If you are intimidated by the strangeness or sheer sized of the giant rutabagas in this week’s share—fear not! There are so many tasty and simple ways to use this humble vegetable, that you’ll quickly be wishing you had a few more.
Also called a Swede, yellow turnip, or a “neep” in Ireland, the rutabaga is a member of the brassica family and is a cross—improbably—between a cabbage and a turnip. Although it is not well-known in North America, rutabagas were a staple crop for fill bellies, both man and animal, in Europe during and after World War II. Consequently, it has unfortunate associations with famine a poverty.
When I lived in Germany, I used to ride my bicycle passed a field with piles of rutabagas stretching two stories high, and stopped to ask the farmer what this strange vegetable was. “Steckrübe,” he called it, was just “food for animals.”
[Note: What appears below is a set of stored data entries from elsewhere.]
Issue #1000, opened 2026-08-20
BLE proxy: reference client does not implement write_and_subscribe, so commissioning always fails


ronsilverentand:
### Summary

The BLE proxy server sends `write_and_subscribe`, but the reference proxy client
shipped in the same package never implements it. Commissioning over `--ble-proxy`
therefore cannot complete: the device is discovered and connected, GATT discovery
succeeds, and every attempt then fails at the BTP handshake.

```
[←CMD] id=31 write_and_subscribe {"connection_handle":7,"write_uuid":"18ee2ef5-263d-4559-959f-4f9c429f9d11",
                                  "write_value":"ZWwEAAAAFAD/","write_response":true,
                                  "subscribe_uuid":"18ee2ef5-263d-4559-959f-4f9c429f9d12"}
[→ERR] id=31 Unknown command: write_and_subscribe
```

```
Commission failed: discovery of node with discriminator 3774 failed:
No device could be commissioned (16 of 16 started attempt(s) failed, 16 discovered)
```

### Where the mismatch is

All three files are in `@matter-server/ble-proxy`:

- `dist/esm/ProxyBleChannel.js:135` — the server calls
  `connection.sendCommand(BleProxyCommand.WriteAndSubscribe, {…})` to send the BTP
  handshake on C1 while subscribing C2 atomically. There is no capability check and
  no fallback to the separate `write_characteristic` + `subscribe_characteristic`
  commands.
- `dist/esm/BleProxyProtocol.js:17` — declares
  `WriteAndSubscribe: "write_and_subscribe"`.
- `dist/esm/example/NobleBleProxyClient.js` — `#registerCommandHandlers()` registers
  eleven handlers: `start_scan`, `stop_scan`, `connect`, `disconnect`,
  `discover_services`, `discover_characteristics`, `read_characteristic`,
  `write_characteristic`, `subscribe_characteristic`, `unsubscribe_characteristic`,
  `request_mtu`. `write_and_subscribe` is absent, so `#handleCommand` falls through
  to `Unknown command`.

The handshake protocol reports `protocol v1` from both ends, so there is nothing in
the handshake that would let either side detect the gap.

### Versions

Reproduced on `ghcr.io/matter-js/matterjs-server:1.3.3`
(`matter-server/1.3.3 (matter.js/0.17.7)`) and confirmed still present on `1.4.0` —
same eleven handlers, and `ProxyBleChannel.js:135` unchanged.

### Reproduce

[...]

PR #1005, opened 2026-08-23
fix(ble-proxy): implement write_and_subscribe and tolerate the connect race in NobleBleProxyClient

vavallee:
The Noble reference BLE proxy client cannot complete a BTP session with a real device. Two independent gaps, both hit on every commissioning attempt.

## 1. `write_and_subscribe` is unimplemented

`ProxyBleChannel` sends `BleProxyCommand.WriteAndSubscribe` to write the BTP handshake to C1 and subscribe to C2 atomically (`ProxyBleChannel.ts:198`), but `NobleBleProxyClient` registers no handler for it:

```
[←CMD] id=24 write_and_subscribe {"connection_handle":1,"write_uuid":"18ee...9d11","write_value":"ZWwEAAAA9AD/","write_response":true,"subscribe_uuid":"18ee...9d12"}
[→ERR] id=24 Unknown command: write_and_subscribe
[←CMD] id=25 disconnect {"connection_handle":1}
```

The controller then reports:

```
Unexpected error from parallel commissioning attempt: internal_error: Unknown command: write_and_subscribe
Commission failed: discovery of node with discriminator 15 failed:
  No device could be commissioned (1 of 1 started attempt(s) failed, 1 discovered)
```

From the peripheral's side nothing is ever written — a GATT connect, silence, then a disconnect ~4.5 s later:

```
I (481119) chip[DL]: BLE GAP connection established (con 0)
I (485603) chip[DL]: BLE GAP connection terminated (con 0 reason 0x213)
```

The new handler attaches the data listener **before** the write, because the C2 indication is a separate binary frame that can beat the `write_and_subscribe` response, and `binaryFrameReceived` drops frames emitted with no listener attached — the same ordering constraint `ProxyBleChannel.ts:152-154` documents on the controller side.

## 2. `connect` races the client's own discovery

With that fixed, `connect` still fails intermittently. The controller drives `connect` from its own discovery bookkeeping, which can run ahead of the client's `device_discovered` event for the same advertisement — 104 ms in this capture:

```
23:32:53.443 [←CMD] id=43 connect {"address":"f6:85:47:6b:23:ca"}
23:32:53.443 [CONN] No peripheral found for address "f6:85:47:6b:23:ca". Known:
23:32:53.547 [EVT] device_discovered addr=f6:85:47:6b:23:ca rssi=-54 serviceData=["fff6"]
```

`#handleConnect` failed immediately on an empty `#discoveredPeripherals` map. It now waits up to `CONNECT_DISCOVERY_TIMEOUT_MS` (5 s) for the scan to surface the peripheral before giving up, and the error message says how long it waited.

## Why CI doesn't catch this

`BleProxyIntegrationTest.ts:190` asserts the *controller* emits `write_and_subscribe`, but it drives a `BleProxyTestClient` double. Nothing in the suite exercises `NobleBleProxyClient`, so the reference implementation can drift from the protocol without a single test failing. Happy to add coverage here if you'd like it in the same PR — it wasn't obvious to me how you'd prefer to fake Noble.

## Verification

Against an ESP32-C6 running esp-matter v1.6 (ESP-IDF v5.5.5), commissioned over the `/ble` proxy from matter-server 0.7.1.

Before: every attempt died at the handshake, device silent throughout.

After: BTP session establishes, PASE completes, secure session comes up, 241-byte fragments flow in both directions, and commissioning proceeds to device attestation:

```
[GATT] notify 18ee2ef5263d4559959f4f9c429f9d12 handle=1 241 bytes
[←BIN] opcode=1 handle=1 payload=115 bytes
```

`npx tsc --noEmit -p packages/ble-proxy/tsconfig.json` passes.

Scope note: this is specific to the Node reference client. The Python sibling `matter-ble-proxy` (used by Home Assistant) implements `write_and_subscribe` at `client.py:318` and needs no change.

### DIFF
--- a/packages/ble-proxy/src/example/NobleBleProxyClient.ts
+++ b/packages/ble-proxy/src/example/NobleBleProxyClient.ts
@@ -27,10 +27,18 @@ import {
     type ReadCharacteristicArgs,
     type SubscribeCharacteristicArgs,
     type UnsubscribeCharacteristicArgs,
+    type WriteAndSubscribeArgs,
     type WriteCharacteristicArgs,
     decodeBinaryFrame,
     encodeBinaryFrame,
 } from "../BleProxyProtocol.js";
+
+/**
+ * How long #handleConnect waits for a scan result to surface a peripheral the controller has
+ * already asked us to connect to. The controller drives connect off its own discovery bookkeeping,
+ * which can run ahead of our device_discovered event for the same advertisement.
+ */
+const CONNECT_DISCOVERY_TIMEOUT_MS = 5000;
 
 function withTimeout<T>(promise: Promise<T>, ms: number, message: string): Promise<T> {
     return Promise.race([promise, new Promise<never>((_, reject) => setTimeout(() => reject(new Error(message)), ms))]);
@@ -229,6 +237,9 @@ export class NobleBleProxyClient {
         this.#commandHandlers.set("subscribe_characteristic", (id, args) =>
             this.#handleSubscribeCharacteristic(id, args as unknown as SubscribeCharacteristicArgs),
         );
+        this.#commandHandlers.set("write_and_subscribe", (id, args) =>
+            this.#handleWriteAndSubscribe(id, args as unknown as WriteAndSubscribeArgs),
+        );
         this.#commandHandlers.set("unsubscribe_characteristic", (id, args) =>
             this.#handleUnsubscribeCharacteristic(id, args as unknown as UnsubscribeCharacteristicArgs),
         );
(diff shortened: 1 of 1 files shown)


Apollon77:
Thanks for this — both defects are real, and the ESP32-C6 capture made them easy to confirm. We're taking them in #1003, which was already open on the `write_and_subscribe` gap from #1000, so this lands there rather than as a separate change. Full credit to you for the connect race; I had not found it.

Where #1003 ends up differing from this PR, for your review:

**`write_and_subscribe`** — same write-then-subscribe ordering. #1003 also maps failures to `write_failed` / `subscribe_failed` instead of letting them fall through to `internal_error`, keeps a per-subscription listener reference so `unsubscribe_characteristic` removes its own listener rather than every `"data"` listener, and short-circuits a re-subscribe for an already-subscribed UUID (noble's `_notify` resolves without re-enabling CCCD when already notifying, so a second listener would double every forwarded notification).

One intentional difference: `write_response` defaults to `false` there, not `true`. The protocol doc gives `false` as the default and the Python client uses `args.get("write_response", False)`; the controller always sends `true` explicitly, so it never bites, and matching the spec and the sibling client seemed better than a defensive default that disagrees with both.

Your listener-before-write ordering is equivalent in effect, since the peripheral cannot indicate before CCCD is enabled and both attach before `subscribeAsync()` — which is the window that actually matters, because noble drops `"data"` emitted with no listener attached.

**The connect race** — implemented event-driven rather than polled: a waiter keyed by address, resolved from the `discover` listener. Two reasons beyond taste. It avoids the fixed 100 ms floor when the advertisement is already in flight, and the waiter is woken *before* the duplicate-suppression filter, so with `allow_duplicates: false` a repeat advertisement for a peripheral seen earlier still satisfies a pending connect — the polled version would keep polling in that case.

I also went looking for the mechanism rather than only the symptom, and there is one on the controller side that justifies the guard independently of your capture: `ProxyBleClient`'s discovered-peripheral map is never cleared, and `ProxyBleClient.ts:64` replays cached peripherals to a newly registered discovery callback. So the controller can issue `connect` purely from cache with no fresh advertisement.

**On coverage** — you were right that nothing exercised `NobleBleProxyClient`. #1003 adds a test asserting the handler map covers every `BleProxyCommand`, which is the specific drift that caused #1000, and the same guard on the Python side. It does not fake noble, so the GATT behaviour is still untested; the blocker is that noble arrives through a dynamic `import()` with no injection seam. If you want to add that seam, it would be genuinely useful and is not blocked by anything in #1003.

Also fixed there while in the same file: `JSON.parse` and `decodeBinaryFrame` in the message handler were unguarded, and a throw from either escapes into ws's receiver as an uncaught exception and kills the process — so a single malformed frame ended the bridge mid-commissioning.

#1006 is a separate matter and I'll follow up there.

Apollon77:
@vavallee Thanks for the PR, I contonue with #1003 which was open already for it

But don’t let that put you off! Rutabagas are filling and delicious. Sweet like a carrot, less starchy than a turnip, easier to peel than a butternut squash, and with half the calories of a sweet potato, rutabagas are truly a wonder-vegetable and can be substituted in just about any recipe that calls for its root-y cousins.
Rutabagas can be stored in the refrigerator for 2-3 weeks, and keep on the counter for about a week. They make a great addition to mashed potatoes, and can be grated and added to salads or coleslaws.